Four Go to a Wedding - Cover

Four Go to a Wedding

Copyright© 2021 by HAL

Chapter 7

Humor Sex Story: Chapter 7 - The trip sounded like a real opportunity to revisit the fun in Norfolk. Then Mary and Amelie's parents announced that they were invited too. Still, a wedding in Ireland was bound to be fun wasn't it?

Caution: This Humor Sex Story contains strong sexual content, including Ma/Fa   Slow  

The wedding was everything weddings were meant to be.

There had been a panic, Sam was barely fit, his groomsmen put him in the shower and turned it on cold. He hadn’t got in before 5am, he was not going to be up for a lot by the evening. Sinead was more relaxed that she should be, she wasn’t horny as hell; she’d had the edge taken off that by the previous night. Her mother was not sure whether to look daggers at the three girls, or thank them profusely for tracking down her eldest daughter. Her third daughter was thinking of the boy she’d met the previous night, he’d seemed really nice (even though he was really only after her knickers). She was told to focus; her hair was still a mess. The car was early, he hassled them. He had another wedding. Padraig O’Doherty had a quiet word and that problem, at least, went away.
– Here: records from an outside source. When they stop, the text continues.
PR #575, opened 2025-07-28
Add Hub Configurator Tests

CheyenneAtapour:
This PR adds some leftover tests from the previous #536 PR, which is no longer needed

### DIFF
--- a/tests/Base.t.sol
+++ b/tests/Base.t.sol
@@ -19,8 +19,6 @@ import {TreasurySpoke, ITreasurySpoke} from 'src/contracts/TreasurySpoke.sol';
 import {HubConfigurator, IHubConfigurator} from 'src/contracts/HubConfigurator.sol';
 import {SpokeConfigurator, ISpokeConfigurator} from 'src/contracts/SpokeConfigurator.sol';
 import {PercentageMath} from 'src/libraries/math/PercentageMath.sol';
-import {PercentageMath} from 'src/libraries/math/PercentageMath.sol';
-import {WadRayMath} from 'src/libraries/math/WadRayMath.sol';
 import {WadRayMath} from 'src/libraries/math/WadRayMath.sol';
 import {SharesMath} from 'src/libraries/math/SharesMath.sol';
 import {MathUtils} from 'src/libraries/math/MathUtils.sol';
--- a/tests/unit/HubConfigurator.t.sol
+++ b/tests/unit/HubConfigurator.t.sol
@@ -76,7 +76,14 @@ contract HubConfiguratorTest is HubBase {
 
     vm.expectRevert(IHub.InvalidAssetDecimals.selector, address(hub1));
     vm.prank(HUB_CONFIGURATOR_ADMIN);
-    _addAsset(true, underlying, decimals, feeReceiver, interestRateStrategy, encodedIrData);
+    _addAsset(
+      fetchErc20Decimals,
+      underlying,
+      decimals,
+      feeReceiver,
+      interestRateStrategy,
+      encodedIrData
+    );
   }
 
   function test_addAsset_revertsWith_InvalidUnderlying() public {
--- a/tests/unit/Spoke/SpokeBase.t.sol
+++ b/tests/unit/Spoke/SpokeBase.t.sol
@@ -223,13 +223,6 @@ contract SpokeBase is Base {
     return tempUser;
   }
 
-  function deal(ISpoke spoke, uint256 reserveId, address user, uint256 amount) internal {
-    IERC20 underlying = IERC20(spoke.getReserve(reserveId).underlying);
-    if (underlying.balanceOf(user) < amount) {
-      deal(address(underlying), user, amount);
-    }
-  }
-
   // @dev Borrows reserve by minimum required collateral for the same reserve
   function _backedBorrow(
     ISpoke spoke,
@@ -248,6 +241,13 @@ contract SpokeBase is Base {
     Utils.approve(spoke, collateralReserveId, user, UINT256_MAX);
     Utils.supplyCollateral(spoke, collateralReserveId, user, supplyAmount, user);
     Utils.borrow(spoke, debtReserveId, user, borrowAmount, user);
+  }
+
+  function deal(ISpoke spoke, uint256 reserveId, address user, uint256 amount) internal {
+    IERC20 underlying = IERC20(spoke.getReserve(reserveId).underlying);
+    if (underlying.balanceOf(user) < amount) {
+      deal(address(underlying), user, amount);
+    }
   }
 
   // increase share conversion index on given reserve


src/interfaces/ILiquidityHub.sol
```diff
@@ -112,6 +112,12 @@ interface ILiquidityHub is IAccessManaged {
 
   function addSpoke(uint256 assetId, address spoke, DataTypes.SpokeConfig calldata params) external;
```
DhairyaSethi: can we also just add natspec for addSpoke here

tests/unit/HubConfigurator.t.sol
```diff
@@ -60,29 +62,35 @@ contract HubConfiguratorTest is LiquidityHubBase {
...
-    address feeReceiver,
-    address interestRateStrategy
-  ) public {
-    assumeUnusedAddress(underlying);
-    assumeNotZeroAddress(feeReceiver);
-    assumeNotZeroAddress(interestRateStrategy);
-
-    decimals = uint8(bound(decimals, hub.MAX_ALLOWED_ASSET_DECIMALS() + 1, type(uint8).max));
+  function test_addAsset_revertsWith_InvalidAssetDecimals() public {
+    uint8 decimals = hub.MAX_ALLOWED_ASSET_DECIMALS() + 1;
```
DhairyaSethi: can use randomUint(range..) as well for consistency but nbd 
same below w randomAddress

tests/unit/HubConfigurator.t.sol
```diff
@@ -171,27 +179,53 @@ contract HubConfiguratorTest is LiquidityHubBase {
...
     assertEq(hub.getAssetConfig(assetId), expectedConfig);
   }
 
-  function test_updateFeeReceiver_revertsWith_OwnableUnauthorizedAccount() public {
-    vm.expectRevert(abi.encodeWithSelector(Ownable.OwnableUnauthorizedAccount.selector, alice));
-    vm.prank(alice);
+  function test_updateFeeReceiver_fuzz_revertsWith_OwnableUnauthorizedAccount(
+    address caller
+  ) public {
+    vm.assume(caller != HUB_CONFIGURATOR_ADMIN);
```
DhairyaSethi, line 224: we said we'll make an exception for these access control tests bc it's ownable (so only one possible owner at a time) but nbd i'm good with this

tests/unit/HubConfigurator.t.sol
CheyenneAtapour: I'll skip because we already have better tests for this within liquidity hub config tests, and there is a chance for the random address to be something already in use

src/interfaces/ILiquidityHub.sol
```diff
@@ -110,8 +110,20 @@ interface ILiquidityHub is IAccessManaged {
    */
   function updateAssetConfig(uint256 assetId, DataTypes.AssetConfig calldata config) external;
 
+  /**
+   * @notice Registers a new spoke for a specific asset in the hub's internal accounting.
```
```suggestion
   * @notice Registers a new spoke for a specific asset in the hub.
```
nit but nbd

tests/Base.t.sol
```diff
@@ -1659,6 +1659,86 @@ abstract contract Base is Test {
...
+    uint256 normalizedDebtAmount = (debtAmount * debtPrice).wadify() / debtAssetUnits;
+    uint256 normalizedCollPrice = collPrice.wadify() / collAssetUnits;
+
+    return
+      (normalizedDebtAmount.wadify() /
+        normalizedCollPrice.wadify().percentMul(colDynConf.collateralFactor)) + 1;
+  }
+
+  /// @dev Opens a debt position for a random user, using same asset as collateral and borrow
+  function _openDebtPosition(
```
miguelmtzinf: why are we moving this from SpokeBase? we have similar functions for the Hub side if needed

tests/unit/HubConfigurator.t.sol
```diff
@@ -264,6 +298,124 @@ contract HubConfiguratorTest is LiquidityHubBase {
...
+  /// @dev Test update fee receiver and fees can still be withdrawn from old fee receiver
+  function test_updateFeeReceiver_WithdrawFromOldSpoke() public {
+    assertEq(
+      hub.getAssetConfig(daiAssetId).feeReceiver,
+      address(treasurySpoke),
+      'current fee receiver matches treasury spoke'
+    );
+
+    // Create debt to build up fees on the existing treasury spoke
+    _openDebtPosition(spoke1, _daiReserveId(spoke1), 100e18, true);
```
miguelmtzinf: check `_addLiquidity` and `_drawLiquidity`

tests/unit/HubConfigurator.t.sol
```diff
@@ -264,6 +298,124 @@ contract HubConfiguratorTest is LiquidityHubBase {
...
+    skip(365 days);
+
+    assertGe(treasurySpoke.getSuppliedShares(daiAssetId), 0);
+    uint256 fees = treasurySpoke.getSuppliedAmount(daiAssetId);
+
+    // Change the fee receiver
+    TreasurySpoke newTreasurySpoke = new TreasurySpoke(HUB_ADMIN, address(hub));
```
miguelmtzinf: cannot recall how other tests are doing, but here we could even use a mocked address (no need to use a real treasury spoke)

tests/unit/HubConfigurator.t.sol
```diff
@@ -264,6 +298,124 @@ contract HubConfiguratorTest is LiquidityHubBase {
...
+
+    // Ensure old fee receiver is still active
+    assertTrue(
+      hub.getSpokeConfig(daiAssetId, address(treasurySpoke)).active,
+      'old fee receiver is not active'
+    );
+
+    // Withdraw half the fee shares from the old treasury spoke
+    Utils.withdraw(
+      _treasurySpoke(),
```
miguelmtzinf: a bit awkward that this fn now is in Base.sol and now is referring to the old receiver. 
I d keep the helper as internal in TreasurySpoke tbh and here use the full thing (only used 3 times)

tests/unit/HubConfigurator.t.sol
DhairyaSethi: i specifically just mean for these revert case tests only, for consistency

src/interfaces/ILiquidityHub.sol
CheyenneAtapour: Done

tests/unit/HubConfigurator.t.sol
CheyenneAtapour: Here I'm actually calling withdraw on the treasury spoke though, so I think it's nice to use a real treasury spoke

src/interfaces/ILiquidityHub.sol
CheyenneAtapour: Done

tests/Base.t.sol
CheyenneAtapour: Moved back

tests/unit/HubConfigurator.t.sol
CheyenneAtapour: Using now

tests/unit/HubConfigurator.t.sol
CheyenneAtapour: Done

At the service itself in Holy Mary Star of the Forest Immaculata Church, the two sides showed a clear divide. If someone had wanted to study the differences between the two cultures of The North, this would have been a good example. The style of dress, hairstyle, makeup, and of course tattoos were all very clearly delineated between Bride’s left hand side and the Groom’s right. Three men opted to wait outside. They were staunch Orangemen and their rules did not allow them to enter a Catholic Church. “Why not?” Amelie asked “Do they think the Holy Water will burn them?”
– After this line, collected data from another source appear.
PR #577, opened 2025-07-28
[DRAFT] feat: Inflation Attack Protection

avniculae:


avniculae:
Implemented a second approach #588

PR #581, opened 2025-07-29
feat: split restore flow

DhairyaSethi:
todo: some tests in restore need adjustment which expect InvalidRestoreAmounts reverts.

## Design

Split current restore flow in two, ie take premium settlement independantly.


DhairyaSethi:
decided to move forward with #574

since both are essentially the same but 574 offers a simpler integration with our current spoke model & infrastructure, and is cheaper in the case of repaying both base + premium debt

“I think you’ll find that is vampires, not Orangemen.” Rupert suggested. “Although maybe...”

As usual, the announcement of their full names caused a ripple of amusement. Sam had been named after two famous people ‘Samuel Carson Churchill’ - he kept that quiet. Even the priest smiled at the name Carson in a Catholic church. Sinead was called ‘Sinead Conceptua Aoife’. “Conceptua? As in ‘conception’? They name a girl with the hope that she’ll be a mother? Abigail and Rupert looked at each other, this was a different world.
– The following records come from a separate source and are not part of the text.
PR #583, opened 2025-07-30
feat: eliminate deficit

### LINKED ISSUE #555: Add function to burn supply shares on Hub (umbrella compatibility)
We are able to report deficit but there is no way to restore that.
Umbrella can work as spoke where it clears the deficit under certain situations.

Whenever is bad debt:
- decrease debt
- increase deficit
- supplied assets should be equal to debt assets + deficit assets, so LPs cannot fully withdraw

Whenever the bad debt is cleared: 
- reduce deficit
- reduce supplied shares but keep liquidity
- supplied assets should be equal to debt assets, so LPs can fully withdraw

references:
- https://github.com/aave-dao/aave-v3-origin/blob/312a899aaa9f7f4685d051d13185ada1902a2730/docs/3.3/Aave-v3.3-properties.md?plain=1#L7
- https://github.com/bgd-labs/aave-umbrella

DhairyaSethi:
closes #555 
addresses #585 

Adds a method on hub to clear deficit by burning caller spoke supplied balance (instead of pulling assets).

This PR is complementary to an additional method to move supplied shares across spokes on the hub (which in turn requires #468 to avoid needing a complex callback on receiver spoke) and potentially replace payFee method.

### DIFF
--- a/src/contracts/LiquidityHub.sol
+++ b/src/contracts/LiquidityHub.sol
@@ -293,15 +293,12 @@ contract LiquidityHub is ILiquidityHub, AccessManaged {
     DataTypes.SpokeData storage spoke = _spokes[assetId][msg.sender];
 
     asset.accrue(assetId, _spokes[assetId][asset.config.feeReceiver]);
-    _validateEliminateDeficit(spoke, amount);
-
-    uint256 deficit = asset.deficit;
-    if (amount > deficit) amount = deficit;
+    _validateEliminateDeficit(asset, spoke, amount);
 
     uint256 removedShares = previewRemoveByAssets(assetId, amount);
     asset.suppliedShares -= removedShares;
     spoke.suppliedShares -= removedShares;
-    asset.deficit = deficit - amount;
+    asset.deficit -= amount;
 
     asset.updateBorrowRate(assetId);
 
@@ -348,31 +345,6 @@ contract LiquidityHub is ILiquidityHub, AccessManaged {
 
     emit Remove(assetId, msg.sender, feeShares, feeAmount);
     emit Add(assetId, feeReceiver, feeShares, feeAmount);
-  }
-
-  /**
-   * @dev Applies premium deltas on asset and spoke debt, and validates that total premium debt
-   * cannot decrease by more than `premiumAmount`.
-   */
-  function _applyPremiumDelta(
-    DataTypes.Asset storage asset,
-    DataTypes.SpokeData storage spoke,
-    DataTypes.PremiumDelta calldata premium,
-    uint256 premiumAmount
-  ) internal {
-    uint256 premiumDebtBefore = asset.premiumDebt();
-
-    asset.premiumDrawnShares = _add(asset.premiumDrawnShares, premium.drawnSharesDelta);
-    asset.premiumOffset = _add(asset.premiumOffset, premium.offsetDelta);
-    asset.realizedPremium = _add(asset.realizedPremium, premium.realizedDelta);
-
-    spoke.premiumDrawnShares = _add(spoke.premiumDrawnShares, premium.drawnSharesDelta);
-    spoke.premiumOffset = _add(spoke.premiumOffset, premium.offsetDelta);
-    spoke.realizedPremium = _add(spoke.realizedPremium, premium.realizedDelta);
-
-    // can increase due to precision loss on premium debt (base unchanged)
-    // todo mathematically find premium diff ceiling and replace the `2`
-    require(asset.premiumDebt() + premiumAmount - premiumDebtBefore <= 2, InvalidDebtChange());
   }
 
   /// @inheritdoc ILiquidityHub
@@ -562,6 +534,31 @@ contract LiquidityHub is ILiquidityHub, AccessManaged {
   // Internal
   //
 
+  /**
+   * @dev Applies premium deltas on asset and spoke debt, and validates that total premium debt
+   * cannot decrease by more than `premiumAmount`.
+   */
+  function _applyPremiumDelta(
+    DataTypes.Asset storage asset,
+    DataTypes.SpokeData storage spoke,
+    DataTypes.PremiumDelta calldata premium,
+    uint256 premiumAmount
+  ) internal {
+    uint256 premiumDebtBefore = asset.premiumDebt();
+
+    asset.premiumDrawnShares = _add(asset.premiumDrawnShares, premium.drawnSharesDelta);
+    asset.premiumOffset = _add(asset.premiumOffset, premium.offsetDelta);
+    asset.realizedPremium = _add(asset.realizedPremium, premium.realizedDelta);
+
+    spoke.premiumDrawnShares = _add(spoke.premiumDrawnShares, premium.drawnSharesDelta);
+    spoke.premiumOffset = _add(spoke.premiumOffset, premium.offsetDelta);
+    spoke.realizedPremium = _add(spoke.realizedPremium, premium.realizedDelta);
+
+    // can increase due to precision loss on premium debt (base unchanged)
+    // todo mathematically find premium diff ceiling and replace the `2`
+    require(asset.premiumDebt() + premiumAmount - premiumDebtBefore <= 2, InvalidDebtChange());
+  }
+
   function _validateAdd(
     DataTypes.Asset storage asset,
     DataTypes.SpokeData storage spoke,
@@ -649,17 +646,12 @@ contract LiquidityHub is ILiquidityHub, AccessManaged {
   }
 
   function _validateEliminateDeficit(
+    DataTypes.Asset storage asset,
     DataTypes.SpokeData storage spoke,
     uint256 amount
   ) internal view {
     require(spoke.config.active, SpokeNotActive());
-    require(amount != 0, InvalidDeficitAmount());
-  }
-
-  // handles underflow
-  function _add(uint256 a, int256 b) internal pure returns (uint256) {
-    if (b >= 0) return a + uint256(b);
-    return a - uint256(-b);
+    require(amount != 0 && amount <= asset.deficit, InvalidDeficitAmount());
   }
 
   function _validatePayFee(
@@ -668,5 +660,11 @@ contract LiquidityHub is ILiquidityHub, AccessManaged {
   ) internal view {
     require(senderSpoke.config.active, SpokeNotActive());
     require(feeShares != 0, InvalidFeeShares());
+  }
+
+  // handles underflow
+  function _add(uint256 a, int256 b) internal pure returns (uint256) {
+    if (b >= 0) return a + uint256(b);
+    return a - uint256(-b);
   }
 }
--- a/tests/unit/LiquidityHub/LiquidityHub.EliminateDeficit.t.sol
+++ b/tests/unit/LiquidityHub/LiquidityHub.EliminateDeficit.t.sol
@@ -4,11 +4,25 @@ pragma solidity ^0.8.0;
 import 'tests/unit/LiquidityHub/LiquidityHubBase.t.sol';
 
 contract LiquidityHubEliminateDeficitTest is LiquidityHubBase {
-  function test_eliminateDeficit_revertsWith_InvalidDeficitAmount() public {
+  function test_eliminateDeficit_revertsWith_InvalidDeficitAmount_zero() public {
     uint256 assetId = _randomAssetId(hub);
     vm.expectRevert(ILiquidityHub.InvalidDeficitAmount.selector);
     vm.prank(address(spoke1));
     hub.eliminateDeficit(assetId, 0);
+
+    _createDeficit(assetId, spoke1, 1000e6);
+    assertEq(hub.getDeficit(assetId), 1000e6);
+    vm.expectRevert(ILiquidityHub.InvalidDeficitAmount.selector);
+    vm.prank(address(spoke1));
+    hub.eliminateDeficit(assetId, 0);
+  }
+
+  function test_eliminateDeficit_revertsWith_InvalidDeficitAmount_excess() public {
+    uint256 assetId = _randomAssetId(hub);
+    _createDeficit(assetId, spoke1, 1000e6);
+    vm.expectRevert(ILiquidityHub.InvalidDeficitAmount.selector);
+    vm.prank(address(spoke1));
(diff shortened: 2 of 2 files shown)


tests/unit/LiquidityHub/LiquidityHub.ClearDeficit.t.sol
```diff
@@ -0,0 +1,135 @@
...
+
+    assertEq(removedShares, expectedRemoveShares);
+    assertEq(hub.getDeficit(assetId), deficit - clearedDeficit);
+    assertEq(hub.getAssetSuppliedShares(assetId), assetSuppliedShares - expectedRemoveShares);
+    assertEq(
+      hub.getSpokeSuppliedShares(assetId, address(spoke1)),
+      spokeSuppliedShares - expectedRemoveShares
+    );
+    assertGe(getSupplyExRate(assetId), supplyExRate);
+    assertBorrowRateSynced(hub, assetId, 'clearDeficit');
```
yan-man: nice

src/contracts/LiquidityHub.sol
```diff
@@ -627,6 +654,11 @@ contract LiquidityHub is ILiquidityHub, AccessManaged {
     // we should have already restored premium debt
   }
 
+  function _validateClearDeficit(DataTypes.SpokeData storage spoke, uint256 amount) internal view {
```
yan-man: should we also validate that the spoke has no debt: https://github.com/aave-dao/aave-v3-origin/blob/312a899aaa9f7f4685d051d13185ada1902a2730/docs/3.3/Aave-v3.3-properties.md?plain=1#L14

tests/unit/LiquidityHub/LiquidityHub.ClearDeficit.t.sol
yan-man: might as well add this to every test where borrow rate is updated then

yan-man:
closes https://github.com/aave/aave-v4/issues/555 too?

src/contracts/LiquidityHub.sol
```diff
@@ -275,6 +275,29 @@ contract LiquidityHub is ILiquidityHub, AccessManaged {
     return baseDrawnSharesRestored;
   }
 
+  /// @inheritdoc ILiquidityHub
+  function clearDeficit(uint256 assetId, uint256 amount) external returns (uint256) {
```
yan-man: nbd, should we re-use method name from v3: `eliminateReserveDeficit`

tests/unit/LiquidityHub/LiquidityHub.ClearDeficit.t.sol
DhairyaSethi: in a separate rft mate, have noted, let's remember to add it on new tests from now on atleast

src/contracts/LiquidityHub.sol
DhairyaSethi: it's not a reserve, but rather asset, so would anyway be different from v3 exactly, either `eliminateDeficit`, or `eliminateAssetDeficit`, chose a different shorter name since we won't exactly re-use, open to suggestions

src/contracts/LiquidityHub.sol
DhairyaSethi: nope idts, we allow any arbitrary active spoke to clear deficit here bc the hub does not have collateralisation constraints (that's on the spoke) unlike v3 where umbrella is an user which, if with debt, would require hf checks on eliminateDeficit

src/contracts/LiquidityHub.sol
yan-man: yes meant to rm that remove part, perhaps just `eliminateDeficit` instead of clearDeficit, but nbd

tests/unit/LiquidityHub/LiquidityHub.ClearDeficit.t.sol
```diff
@@ -0,0 +1,135 @@
...
+    uint256 removedShares = hub.clearDeficit(assetId, clearedDeficit);
+
+    assertEq(removedShares, expectedRemoveShares);
+    assertEq(hub.getDeficit(assetId), deficit - clearedDeficit);
+    assertEq(hub.getAssetSuppliedShares(assetId), assetSuppliedShares - expectedRemoveShares);
+    assertEq(
+      hub.getSpokeSuppliedShares(assetId, address(spoke1)),
+      spokeSuppliedShares - expectedRemoveShares
+    );
+    assertGe(getSupplyExRate(assetId), supplyExRate);
```
yan-man: perhaps can add some error msgs here and in other assertions in this test file for consistency

tests/unit/LiquidityHub/LiquidityHub.ClearDeficit.t.sol
```diff
@@ -0,0 +1,135 @@
...
+  }
+
+  function test_clearDeficit_excess() public {
+    uint256 assetId = _randomAssetId(hub);
+    uint256 deficit = 1000e6;
+
+    _createDeficit(assetId, spoke1, deficit);
+    // arbitrarily inflate index
+    Utils.add(hub, assetId, address(spoke2), vm.randomUint(1, MAX_SUPPLY_AMOUNT), bob);
+    Utils.add(hub, assetId, address(spoke3), vm.randomUint(1, MAX_SUPPLY_AMOUNT), derl);
```
yan-man: should this be a borrow with skipTime to inflate index?

tests/unit/LiquidityHub/LiquidityHub.ClearDeficit.t.sol
```diff
@@ -0,0 +1,135 @@
...
+
+    _supply(hub, spoke1, assetId, deficit);
+    assertGe(hub.getSpokeSuppliedAmount(assetId, address(spoke1)), deficit);
+
+    uint256 expectedRemoveShares = hub.previewRemoveByAssets(assetId, deficit);
+
+    vm.expectEmit(address(hub));
+    emit ILiquidityHub.DeficitCleared(assetId, address(spoke1), expectedRemoveShares, deficit);
+    vm.prank(address(spoke1));
+    uint256 removedShares = hub.clearDeficit(assetId, vm.randomUint(deficit, type(uint256).max));
```
yan-man: nit: we can just use `UINT256_MAX` in the tests

tests/unit/LiquidityHub/LiquidityHub.ClearDeficit.t.sol
```diff
@@ -0,0 +1,135 @@
...
+    _addLiquidity(assetId, amount);
+    _drawLiquidityFromSpoke(address(spoke), assetId, amount, 322 days, true);
+    vm.prank(address(spoke));
+    hub.reportDeficit(assetId, amount, 0);
+
+    assertEq(hub.getDeficit(assetId), amount);
+  }
+
+  function _supply(
+    ILiquidityHub liqHub,
```
yan-man: nit: only place where we're using `liqHub` name i think so a bit odd

tests/unit/LiquidityHub/LiquidityHub.ClearDeficit.t.sol
```diff
@@ -0,0 +1,135 @@
...
+    uint256 removedShares = hub.clearDeficit(assetId, vm.randomUint(deficit, type(uint256).max));
+
+    assertEq(removedShares, expectedRemoveShares);
+    assertEq(hub.getDeficit(assetId), 0);
+    assertBorrowRateSynced(hub, assetId, 'clearDeficit');
+  }
+
+  function _createDeficit(uint256 assetId, ISpoke spoke, uint256 amount) internal {
+    _addLiquidity(assetId, amount);
+    _drawLiquidityFromSpoke(address(spoke), assetId, amount, 322 days, true);
```
yan-man: perhaps we can set `322 days` as a constant in base to re-use, I know you mentioned wanting to use something other than 365 days everywhere

tests/unit/LiquidityHub/LiquidityHub.ClearDeficit.t.sol
```diff
@@ -0,0 +1,135 @@
+// SPDX-License-Identifier: MIT
+pragma solidity ^0.8.0;
+
+import './LiquidityHubBase.t.sol';
```
yan-man: nit: absolute path; can you also update this for reportDeficit test where I should have done that too

src/contracts/LiquidityHub.sol
yan-man, line 1: also I know it isn't part of this PR, but should some of the convert methods that Cheyenne added be external by default rather than public?

tests/unit/LiquidityHub/LiquidityHub.ClearDeficit.t.sol
DhairyaSethi: it's arbitrary, don't think it needs to be a constant but we can do later. maybe call it default skip time? idk 
main point being different than 365 days is more interesting imo

tests/unit/LiquidityHub/LiquidityHub.ClearDeficit.t.sol
DhairyaSethi: it's to avoid shadowing with 'hub' internal var, will rename this to liquidityHub as i've done w prior fixes

tests/unit/LiquidityHub/LiquidityHub.ClearDeficit.t.sol
DhairyaSethi: yes good call ty

tests/unit/LiquidityHub/LiquidityHub.ClearDeficit.t.sol
DhairyaSethi: personally not a fan of that, they make it such that test file reads very cluttered. good for debugging & signalling info, will add whenever applicable

src/contracts/LiquidityHub.sol
DhairyaSethi: i'm agnostic, @CheyenneAtapour @avniculae thoughts?

src/contracts/LiquidityHub.sol
DhairyaSethi: all convert methods are external right now, which ones are you talking about?

yan-man: preview ones: previewRemoveByShares, previewDrawByShares, previewRestoreByShares, previewAddByShares

tests/Base.t.sol
```diff
@@ -1371,13 +1371,13 @@ abstract contract Base is Test {
     assertApproxEqAbs(
       actualPremiumDebt,
       expectedPremiumDebt,
-      2,
+      3,
```
yan-man, line 1374: any reason why clearing deficit would reduce precision here

src/contracts/LiquidityHub.sol
DhairyaSethi: ~they cannot be made external bc they're using by the normal operations (add, remove etc), if we make them external will have to call them with this.preview which will be needlessly expensive bc additional staticcall~

ah you mean the one's NOT used, sure we can, i like them as is for consistency with others but no strong opinion

tests/unit/LiquidityHub/LiquidityHub.Draw.t.sol
```diff
@@ -401,6 +403,7 @@ contract LiquidityHubDrawTest is LiquidityHubBase {
     updateDrawCap(hub, daiAssetId, address(spoke2), drawCap);
 
     _supplyAndDrawLiquidity({
+      liquidityHub: hub,
```
yan-man, line 406: think maybe we can follow spoke set up, and call it hub1, hub2 so we can keep the fields as hub rather than liquidityHub, as we simply won't have the concept of liquidityHubs after renaming

DhairyaSethi: yes want to do that only, but it's a lot of changes in the test suite hence haven't done it, this is temporary measure

tests/Base.t.sol
DhairyaSethi: unsure, i actually ran the failing test on a month old main commit and it needed this, just hasn't been caught by all of our main/pr ci fuzz runs until now lmao, still investigating but i think we can move forward here

src/contracts/LiquidityHub.sol
```diff
@@ -287,6 +287,29 @@ contract LiquidityHub is ILiquidityHub, AccessManaged {
...
+  /// @inheritdoc ILiquidityHub
+  function eliminateDeficit(uint256 assetId, uint256 amount) external returns (uint256) {
+    DataTypes.Asset storage asset = _assets[assetId];
+    DataTypes.SpokeData storage spoke = _spokes[assetId][msg.sender];
+
+    asset.accrue(assetId, _spokes[assetId][asset.config.feeReceiver]);
+    _validateEliminateDeficit(spoke, amount);
+
+    uint256 deficit = asset.deficit;
+    if (amount > deficit) amount = deficit;
```
yan-man: hm we should also do this for the Remove/Restore as well

src/contracts/LiquidityHub.sol
yan-man, line 1: not part of this PR but we should also move `_applyPremiumDelta` down w the other internal methods

src/contracts/LiquidityHub.sol
DhairyaSethi: i think so, but changed to follow mostly the same convention for consistency for now

tests/Base.t.sol
yan-man: hm weird that our main CI wouldnt catch this either, given the high number of runs there

src/interfaces/ILiquidityHub.sol
```diff
@@ -217,6 +231,15 @@ interface ILiquidityHub is IAccessManaged {
     DataTypes.PremiumDelta calldata premiumDelta
   ) external returns (uint256);
 
+  /**
+   * @notice Eliminates deficit by removing supplied shares of caller spoke.
+   * @dev Only callable by active spokes.
+   * @param assetId The identifier of the asset.
+   * @param amount The amount of deficit to eliminate.
+   * @return The amount of shares removed.
```
CheyenneAtapour, line 239: This isn't a big deal, but should we call this variable `shares` instead of amount, so it's consistent with the preview functions

yan-man: hm but the input param to this function is an amount instead of a share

The priest was good, he welcomed everybody; explained that he had performed one or two ‘mixed’ marriages before and found that doing it all in Latin helped everybody – he laughed, and the whole congregation laughed in relief. “So we’ll do it in Irish instead.” More laughter. None of the Catholics knew more than a smattering of Irish. He suggested that everybody join in with the parts that they were comfortable with, and maintained a respectful silence where they weren’t.

After, the priest even made a special effort to shake the three Orangemen’s hands – apparently that was not forbidden. He told them that he didn’t agree, of course, but was impressed by anyone with such strong principles these days. “So many bend and twist the rules to suit themselves.” He should have been a politician, the three went away respecting their ‘opposition’ just a little more.

The reception was fraught, organised and chaotic, delightful; irritating when the speeches carried on too long; funny when Uncle Jimmy tried to dance; challenging when two of the cousins both got the hots for the same girl; it nearly resulted in a fight until they discovered that if she might be willing, she was definitely underage by a wide margin; they were later seen drinking with two of the less selective bridesmaids. Uncle Billy (12 years for possession of a firearm, let out on licence under the Good Friday Agreement) and Padraig O’Doherty (5 years for aiding and abetting in an IRA punishment kneecapping) found common cause in condemning the English as a bunch of bastards.

There was line dancing, there was some old time dancing for the ‘oldies’, there was disco for the kids. The four danced together. Rupert found himself dancing with the girl who the two Michaels had got the hots for. She was twelve, one of them told him “She’s jail-bait, matey. Pretty though.” He agreed, she was. But he wasn’t dancing with her for that, he was dancing with her for her to enjoy dancing. Abba’s Dancing Queen came on, and Rupert and she danced with him singing it to her. She would remember her first wedding reception; and the handsome man who danced with her.

The three girls were hit on by plenty of men, semi-drunk, drunk, and incomprehensibly legless; young and old. Abigail found herself dancing with a boy of five who appeared to have two left feet. But he enjoyed dancing. Mary danced with three girls in a group. They were less attractive and the wrong age (to young to be easy, to old to be just children). Amelie danced with David Clintock – son of Finton Clintock, who was rumoured to be something big in the UVF (only rumoured, no proof was ever found, he was very careful). David was slim, well dressed and smelled good. His family were delighted to see him dancing with a girl, even if she was a ‘left-footer’; maybe he wasn’t gay after all. Actually he was, and Amelie could tell that too, that’s why she felt safe dancing with him.